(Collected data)

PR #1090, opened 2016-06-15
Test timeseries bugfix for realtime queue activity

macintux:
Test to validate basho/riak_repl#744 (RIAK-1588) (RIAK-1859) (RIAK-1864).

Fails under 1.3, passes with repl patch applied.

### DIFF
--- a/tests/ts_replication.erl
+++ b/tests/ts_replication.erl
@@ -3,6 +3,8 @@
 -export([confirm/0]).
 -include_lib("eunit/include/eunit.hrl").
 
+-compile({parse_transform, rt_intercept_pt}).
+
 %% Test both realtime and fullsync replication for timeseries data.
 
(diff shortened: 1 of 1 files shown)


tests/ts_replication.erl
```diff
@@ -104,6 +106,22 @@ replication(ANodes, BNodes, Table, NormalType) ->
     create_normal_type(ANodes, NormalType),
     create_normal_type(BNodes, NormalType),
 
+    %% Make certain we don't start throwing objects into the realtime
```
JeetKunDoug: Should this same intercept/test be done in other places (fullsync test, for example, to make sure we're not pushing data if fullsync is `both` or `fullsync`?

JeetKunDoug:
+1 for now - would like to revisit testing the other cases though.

▶ [WORK TASK]: Of the lines above, show those in which "realtime" appears.

▶ [ANSWER]:
Test timeseries bugfix for realtime queue activity
 %% Test both realtime and fullsync replication for timeseries data.
+    %% Make certain we don't start throwing objects into the realtime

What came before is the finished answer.